What you need to do
Go through the records and copy each line where the string "just" occurs.

[Stored data entries]
◆ ◆ ◆ ◆ ◆

PR #506, opened 2021-09-01
Guid serialization fix

alexb5dh:
Fixes https://github.com/hazelcast/hazelcast/issues/19371

PR #745, opened 2022-11-17
Guid polyglot error [API-1706]

zpqrtbnk:
> **NOTE:** depends on PR #747 which should be reviewed and merged first.

OK this is a pretty nasty bug.

Here is the thing: at one point [#hazelcast/19371](https://github.com/hazelcast/hazelcast/issues/19371) was reported: the `Guid` (`UUID`) values that we handled in .NET map keys and values had a different value in Java. And so it was fixed with #506. Without realizing (for lack of tests) that it was breaking the `Guid` values that we handled in .NET codecs. So, when we send a *codec* `Guid` to Java it receives the wrong `UUID`, and when Java sends a *codec* `UUID` to us, we receive the wrong `Guid`.

The thing is, codec `Guid` values are always serialized as little-endian, whereas data `Guid` values respect the endianness of the serializer. The way #506 fixed the original issue was not handling this carefully and ended up fixing one part, but breaking the other.

So, the first commit of this PR starts by introducing new tests that *do* fail and verify that we indeed have an issue. The test class also contains a long comment text that explains what is going on in details.

Next, I realized I had to cleanup the `Guid` serialization to make it more rational. This is what the *last* commit of the PR does. Now serialization is done in one unique place, in a clean way, and all tests are green.

In between, I had to distinguish between a codec `Guid` and a data `Guid`, because
* A codec `Guid` is encoded as 1 byte that indicates whether the value is the empty `Guid` or not, plus 16 bytes for the `Guid` itself but only when it's not the empty value.
* A data `Guid` is encoded as 16 bytes in all cases (no empty value management, it's just encoded as 16 bytes too)

Which means that `BytesExtensions.SizeOfGuid` should be 16 and we should introduce `BytesExtensions.SizeOfCodecGuid` which is 17. Which implies regenerating the codecs, etc.

All in all, in the end it's all clean now. Happy review. Sorry about that.


emreyigit:
I think this isn't the first time we have a problem about uuid, please see #506. So, it looks we keep reordering position of the bytes. I feel like there is another thing which causes the problem, like frameworks, guid versions or java versions etc. I'm also looking to it. Currently it's moving target to me. Please give me some time to understand whole. Anyway, it's a weird bug 🤔

zpqrtbnk:
Note that the new tests guarantee that this time we are using the correct byte order, since we are directly testing against Java. Also, all test pass in all framework versions. Now, I had forgotten about #506 and I agree that it is disturbing. Reviewing this other PR now.

emreyigit (dismissed):
Thanks. It looks rigid.

src/Hazelcast.Net/Protocol/BuiltInCodecs/EntryListIntegerGuidCodec.cs
```diff
@@ -21,7 +21,7 @@ namespace Hazelcast.Protocol.BuiltInCodecs
 {
     internal static class EntryListIntegerUUIDCodec
     {
-        private const int EntrySizeInBytes = BytesExtensions.SizeOfInt + BytesExtensions.SizeOfGuid;
+        private const int EntrySizeInBytes = BytesExtensions.SizeOfInt + BytesExtensions.SizeOfCodecGuid;
```
emreyigit, line 24: Does this change apply to codec template? Or should we check codecs each time after regenerated?

zpqrtbnk: The codec templates have been updated. So there should be a protocol repo PR too. You'll need to have a look at [this PR](https://github.com/hazelcast/hazelcast-client-protocol/pull/442) and ideally review/approve too.

emreyigit (approved):

emreyigit (approved):

PR #749, opened 2022-11-30
Fix alias and map name confusion

emreyigit:
It fixes the failed linq tests.


emreyigit:
It's strange tests run on somewhere doesn't belong to PR. I'll re create the PR.

PR #751, opened 2022-12-01
Fix failed linq tests 

emreyigit:
Copy of #750


emreyigit:
No need anymore, problem detected.

PR #756, opened 2022-12-08
Compact collections support [API-1617]

zpqrtbnk:
> NOTE: depends on #755 

This PR adds compact serialization support for collections such as lists, sets and dictionaries.

### DIFF
--- a/src/Hazelcast.Net.Tests/Serialization/Compact/ReflectionSerializerTests.cs
+++ b/src/Hazelcast.Net.Tests/Serialization/Compact/ReflectionSerializerTests.cs
@@ -524,6 +524,124 @@ namespace Hazelcast.Tests.Serialization.Compact
             });
         }
 
+        private static readonly object[] ExceptionObjects = 
+        {
+            PoisonClass1.CreateInstance("duh"),
+            PoisonClass2.CreateInstance("duh")
+        };
+
+        [TestCaseSource(nameof(ExceptionObjects))]
+        public void ReflectionSerializerMoreExceptions(object obj)
+        {
+            var serializer = new ReflectionSerializer();
+            var sw = new SchemaBuilderWriter("thing");
+            serializer.Write(sw, obj);
+            var schema = sw.Build();
+
+            var orw = new ObjectReaderWriter(serializer);
+
+            var output = new ObjectDataOutput(1024, orw, Endianness.LittleEndian);
+            var writer = new CompactWriter(orw, output, schema);
+            serializer.Write(writer, obj);
+            writer.Complete();
+
+            var buffer = output.ToByteArray();
+
+            var input = new ObjectDataInput(buffer, orw, Endianness.LittleEndian);
+            var reader = new CompactReader(orw, input, schema, obj.GetType());
+
+            Assert.Throws<SerializationException>(() => serializer.Read(reader));
+        }
+
+        [Test]
+        public void ReflectionSerializerInvalidDictionaryData()
+        {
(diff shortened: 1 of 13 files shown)


src/Hazelcast.Net.Tests/Serialization/Compact/ReflectionSerializerTests.cs
```diff
@@ -81,6 +81,40 @@ public void SchemaBuilderWriterExceptions()
...
+
+        private static Dictionary<int, string> GetDictionary()
+        {
+            var dict = new Dictionary<int, string>();
+            for (var i = 0; i < 10; i++) dict[i] = i.ToString();
+            return dict;
+        }
+
+        [TestCaseSource(nameof(SerializeExceptionSource))]
+        public void SerializeOneExceptions((Type PropertyType, object? PropertyValue) testCase)
```
emreyigit, line 105: What do you test here? Do you test `ReflectionSerializer` throws if the property defined/added to type at runtime?

src/Hazelcast.Net/Serialization/Compact/ReflectionSerializer.cs
```diff
@@ -24,527 +25,634 @@
...
+                value = Enum.Parse(enumType, s);
+                return true;
             }
 
-            return Writers.TryGetValue(type, out var write)
-                ? write
-                : (writer, name, obj) => WriteUnknownType(writer, name, type, obj);
+            Verify.Condition<SerializationException>(isNullableEnum, "Read null value for non-nullable enum.");
+            value = null;
+            return true;
```
emreyigit, line 300: In which case `TryReadCustomEnum` fails to read and return `false`?

src/Hazelcast.Net/Serialization/Compact/ReflectionSerializer.cs
```diff
@@ -24,527 +25,634 @@
...
+            GetWriter(property.PropertyType)(writer, fieldName, property.GetValue(obj));
+        }
+    }
+
+    private static bool GetValidFieldName(ICompactWriter iwriter, Type propertyType, string propertyName, [NotNullWhen(true)] out string? fieldName)
+    {
+        // writer here can be a true CompactWriter, which holds a schema, and is able to provide
+        // 'valid' field names (mostly mapping different casing in names e.g. 'Name' to 'name'),
+        // but it also can be a SchemaBuilderWriter in which case we are writing the schema, and
+        // have to accept the property names as field names.
```
emreyigit, line 590: I assume field names are counterparts of C# properties on compact and Java side, right? It doesn't relate C# fields.

zpqrtbnk: if you write your own serializer then the field name is whatever you specify when you do `WriteInt32("fieldname", value)` - OTOH if you rely on the reflection serializer things start to get different. if you do not provide a schema, we'll create one, and then if the C# property is named `Value` the field will be named `Value`. if you *do* provide a schema we'll try to match a C# property named `Value` with a field named `Value` *or* `value` - it's best effort really.

as soon as you want true reliable interop with Java you should probably write your own serializer anyways.

src/Hazelcast.Net.Tests/Serialization/Compact/ReflectionSerializerTests.cs
zpqrtbnk: testing that some invalid values for collections actually trigger an exception

emreyigit (approved):

PR #757, opened 2022-12-08
Compact schema distrib [API-1617]

zpqrtbnk:
> NOTE: depends on #756 

This PR refactors how schemas are replicated as per the changes in Java.

### DIFF
--- a/src/Hazelcast.Net.Tests/Networking/NetworkingTests.cs
+++ b/src/Hazelcast.Net.Tests/Networking/NetworkingTests.cs
@@ -338,12 +338,15 @@ namespace Hazelcast.Tests.Networking
         }
 
         [Test]
-        [Timeout(10_000)]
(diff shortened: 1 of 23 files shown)


emreyigit (approved):
Although it looks nice to me, if QA could also match the behaviors with Java side, it would be better.

PS: Could you also check the approximate coverage of public APIs of compact as a whole feature? If you can added it as a comment, it would be great before the release.

srknzl:
> Although it looks nice to me, if QA could also match the behaviors with Java side, it would be better.

@emreyigit As far as I understand, this is the schema distribution change like returning replicated member uuids to clients etc. 
 So, this is an internal behavior change that is hard to verify without tests or observing the whole code. I can't just run a code sample and verify it works. Therefore, a QA cannot check this IMO. Just to let you know.

PR #760, opened 2022-12-14
Codecs version

zpqrtbnk:
Update submodule to valid latest commit + regenerate all codecs.


emreyigit:
While checking the public API  coverage last week, I realize that codecs decreases test coverage significantly. Can we exclude not used ones from coverage or disabled at [__init__.py](https://github.com/hazelcast/hazelcast-client-protocol/blob/master/cs/__init__.py) ?

emreyigit (approved):

PR #769, opened 2023-01-03
Fix various issues that have appeared in the master branch

zpqrtbnk:
... and were discovered during release testing ... nothing serious but breaks tests etc.


src/Hazelcast.Net.Tests/Sql/SqlJetTests.cs
```diff
@@ -1,4 +1,4 @@
-﻿// Copyright (c) 2008-2022, Hazelcast, Inc. All Rights Reserved.
+﻿// Copyright (c) 2008-2021, Hazelcast, Inc. All Rights Reserved.
```
emreyigit, line 1: Where does 2021 come from?

emreyigit:
While fixing things, could you also look that condition in the work flow. Since Github doesn't have `array.length`,  `inputs.fwks[inputs.fwks.length-1]` doesn't work.

https://github.com/hazelcast/hazelcast-csharp-client/blob/b1b9367fbbe8686757247dfb8e9aa97bb9637a1c/.github/workflows/build-and-test.yml#L185

src/Hazelcast.Net.Tests/Sql/SqlJetTests.cs
zpqrtbnk: a mystery to me, fixing.

zpqrtbnk: fixed in latest commit, think I checked-out some files from old revisions to revert some changes, and picked the year by mistake, fixed in many files now.

emreyigit (approved):

PR #771, opened 2023-01-03
Rewire Events [API-1824]

zpqrtbnk:
This PR groups all events wiring in one single place in `HazelcastClient`, thus giving a clear view of what happens, and when.

Also, it re-orders some events to ensure that, for instance, Compact Serialization schemas are sent to a new cluster *before* the client is considered connected and can issue user-level invocations. This is documented in the source code.

### DIFF
--- a/src/Hazelcast.Net.Tests/Serialization/Compact/SchemasLocalTests.cs
+++ b/src/Hazelcast.Net.Tests/Serialization/Compact/SchemasLocalTests.cs
@@ -19,6 +19,7 @@ using System.Collections.Generic;
 using System.Linq;
 using System.Threading;
 using System.Threading.Tasks;
+using Hazelcast.Clustering;
 using Hazelcast.Core;
 using Hazelcast.Exceptions;
 using Hazelcast.Messaging;
@@ -50,6 +51,11 @@ public class SchemasLocalTests
         {
             if (triggerEvents && SendingMessage != null) await SendingMessage.AwaitEach(requestMessage).CfAwait();
             return await _respond(requestMessage);
+        }
+
+        public Task<ClientMessage> SendToMemberAsync(ClientMessage message, MemberConnection memberConnection, CancellationToken cancellationToken = default)
+        {
+            throw new NotImplementedException();
         }
 
         public async Task<ClientMessage> SendAsync(ClientMessage requestMessage, CancellationToken cancellationToken)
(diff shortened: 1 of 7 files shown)


src/Hazelcast.Net/HazelcastClient.cs
```diff
@@ -79,51 +79,88 @@ public HazelcastClient(HazelcastOptions options, Cluster cluster, ILoggerFactory
...
+            // when the first connection to a cluster is opened, make sure we recreate the distributed objects
+            Cluster.Connections.ConnectionOpened += _distributedOjects.OnConnectionOpened;
 
             // when the first connection to a cluster is opened, make sure we republish all schemas
-            Cluster.Connections.ConnectionOpened
-                += Cluster.SerializationService.CompactSerializer.Schemas.OnConnectionOpened;
+            Cluster.Connections.ConnectionOpened += Cluster.SerializationService.CompactSerializer.Schemas.OnConnectionOpened;
+
+            // when a connection is opened, install event subscriptions + ensure there is a cluster views connection
+            Cluster.Connections.ConnectionOpened += Cluster.Events.OnConnectionOpened;
```
emreyigit, line 152: May be it's a silly question but how is it likely that a subscription is triggered before client state is set to "connected"?

zpqrtbnk: as soon as the subscription is registered on the server, we can receive an event ... and the client may end up handling that event *before* it is considered "connected" which might indeed be considered a Bad Idea. 

but if we do it the other way round, the client may do a map.put operation as soon as connected, assuming it will trigger and event and *not* get an event because the subscription hasn't been registered yet.

java does subscriptions as "urgent" invocations - so they'll be registered before the client is fully connected, too. so I *think* we're OK.

src/Hazelcast.Net.Tests/Serialization/Compact/SchemasLocalTests.cs
```diff
@@ -52,6 +53,11 @@ public async Task<ClientMessage> SendAsync(ClientMessage requestMessage, bool tr
             return await _respond(requestMessage);
         }
 
+        public Task<ClientMessage> SendToMemberAsync(ClientMessage message, MemberConnection memberConnection, CancellationToken cancellationToken = default)
+        {
+            throw new NotImplementedException();
```
emreyigit, line 58: What about them? When will you complete?

zpqrtbnk: Will not - this is a stub messaging object, we only need to implement what's needed for the tests where it's used.

emreyigit (approved):

PR #902, opened 2024-06-28
Introduce Multi Member Routing Mode [API-2241] (3/4)

emreyigit:
Implemented new `MultiMember` routing functionality and refactored the smart routing and unisocket to `AllMembers` and `SingleMember`.

_A note for reviewers:_ Although I've completed implementation including CP routing, I've created separated PR for Cp part. You may see some basic CP stuff in this PR but most part is in next PR #907


src/Hazelcast.Net/CP/ClusterCPGroups.cs
```diff
@@ -0,0 +1,131 @@
...
+        /// <summary>
+        /// Overrides current leader mappings with the given ones.
+        /// Suitable for first time leader mappings.
+        /// </summary>
+        /// <param name="cpGroupLeaders">Mapped CP Group Ids and their leaders</param>
+        public void SetCPGroupIds(IDictionary<CPGroupId, Guid> cpGroupLeaders)
+        {
+            lock (_mutex)
+            {
+                if(cpGroupLeaders.Count == 0) return;
```
JamesHazelcast, line 119: Is there a scenario where you expect `Count == 0`? Leadership updates are only sent by group leaders, so they should always contain at least 1 group, but I'm curious if you found a scenario where this is possible.

src/Hazelcast.Net/Clustering/ClusterConnections.cs
```diff
@@ -835,6 +835,9 @@ private async Task<MemberConnection> ConnectAsync(NetworkAddress address, Networ
             // connect to the server (may throw and that is ok here)
             var result = await connection.ConnectAsync(_clusterState, cancellationToken).CfAwait();
 
+            // we now that fail over is an ee feature.
+            _clusterState.IsEnterprise = result.FailoverSupported;
```
JamesHazelcast, line 839: In the Java client, we send servers whether or not we are EE [as a client attribute](https://github.com/hazelcast/hazelcast-mono/blob/master/hazelcast/hazelcast/src/main/java/com/hazelcast/client/impl/ClientEndpointImpl.java#L169), and internally we are also [able to query `BuildInfo` to check if we are EE](https://github.com/hazelcast/hazelcast-mono/blob/master/hazelcast/hazelcast/src/main/java/com/hazelcast/client/impl/clientside/DefaultClientExtension.java#L200) - is there nothing similar on .NET client?

src/Hazelcast.Net/Clustering/ClusterEvents.cs
```diff
@@ -623,21 +696,28 @@ private async ValueTask HandleCodecPartitionViewEvent(int version, IList<KeyValu
             // On... does not throw
             await _partitionsUpdated.AwaitEach().CfAwait();
         }
-        
-        private  ValueTask HandleCodecClusterVersionEvent(ClusterVersion version, object state)
+
+        private ValueTask HandleCodecClusterVersionEvent(ClusterVersion version, object state)
         {
-            _logger.LogDebug("Handle ClusterVersion event.");
+            _logger.IfDebug()?.LogDebug("Handle ClusterVersion event");
```
JamesHazelcast, line 702: Applies to several places in this file, but I'd like to see more information provided in these debugging logs - their primary purpose would be to provide information about a production issue, and the current messages provide very little to work with

src/Hazelcast.Net/Models/AuthenticationResult.cs
```diff
@@ -129,5 +132,8 @@ internal sealed class AuthenticationResult
         /// Cluster version. Read from KeyValuePairs["cluster.version"].
         /// </summary>
         public ClusterVersion ClusterVersion { get; }
+
+        /// <summary>
```
JamesHazelcast, line 136: Dangling doc?

src/Hazelcast.Net/CP/CPDistributedObjectBase.cs
```diff
@@ -66,7 +72,33 @@ protected ValueTask<TObject> ToObjectAsync<TObject>(IData valueData)
...
+
+                if (leader != null)
+                {
+                    return Cluster.Messaging.SendToMemberAsync(request, leader.Uuid);
+                }
+            }
+            else
+            {
+                if (Cluster.State.Options.Networking.CPDirectToLeaderEnabled)
+                    Logger.IfWarning()?.LogWarning("CP Direct To Leader is an Enterprise feature, the request will be sent to any member");
```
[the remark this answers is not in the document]
emreyigit: I'm afraid there is no proper way at the moment because there is config check during starting and even I check it on authentication that exceptions doesn't bubble up to user level. We need a moderate refactoring to have that.

src/Hazelcast.Net/CP/ClusterCPGroups.cs
emreyigit: Actually, I used a empty list or object instead of null. You can consider it as a null or emptiness check.

src/Hazelcast.Net/Clustering/ClusterConnections.cs
emreyigit: Yes, in Java client there are options. However, except Java, other clients have no EE version. This is the best effort for EE check.

src/Hazelcast.Net/Clustering/ClusterEvents.cs
emreyigit: Sure, fixed at https://github.com/hazelcast/hazelcast-csharp-client/pull/902/commits/b246b6c0752b52869313042c36feb40935239ed6

src/Hazelcast.Net/Models/AuthenticationResult.cs
emreyigit: Yes, it is. Fixed at https://github.com/hazelcast/hazelcast-csharp-client/pull/902/commits/b246b6c0752b52869313042c36feb40935239ed6

src/Hazelcast.Net/CP/ClusterCPGroups.cs
```diff
@@ -0,0 +1,131 @@
...
+                _groups.Clear();
+                foreach (var g in newGroup)
+                {
+                    _groups[g.Key] = g.Value;
+                }
+
+            }
+
+            _logger.IfDebug()?.LogDebug("CP groups updated to Version {Version}." +
+                                        " Old groups count: {OldCount}, new count: {NewCount}", Version, oldCount, groups.Count);
```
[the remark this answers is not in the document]
gbarnett-hz: Is it a frequent log message? If it's really infrequent then it might be worth bumping to `INFO` as nobody is running with `DEBUG`. If it's frequent then I would leave as-is.

src/Hazelcast.Net/Clustering/Authenticator.cs
```diff
@@ -268,4 +272,43 @@ internal MemberGroups ParsePartitionMemberGroups(ClientAuthenticationCodec.Respo
...
+                var name = cpGroupJson["name"].GetValue<string>();
+                var leaderId = group["leaderUUID"].GetValue<Guid>();
+
+                var cpGroupId = new CPGroupId(name, seed, id);
+                cpGroupLeaderIds[cpGroupId] = leaderId;
+            }
+        }
+        catch (Exception e)
+        {
+            _logger.IfDebug()?.LogDebug("Failed to parse CP group leader ids [{JsonMessage}]: {Message}. ", jsonMessage, e.Message);
```
gbarnett-hz, line 308: Should this not be > `DEBUG`? We control the structure of the message and its content -- if it doesn't have what we expect then it's an `ERROR`?

gbarnett-hz (approved):

JamesHazelcast (approved):
Thanks @emreyigit!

◆ ◆ ◆ ◆ ◆

Solution below
* A data `Guid` is encoded as 16 bytes in all cases (no empty value management, it's just encoded as 16 bytes too)
 So, this is an internal behavior change that is hard to verify without tests or observing the whole code. I can't just run a code sample and verify it works. Therefore, a QA cannot check this IMO. Just to let you know.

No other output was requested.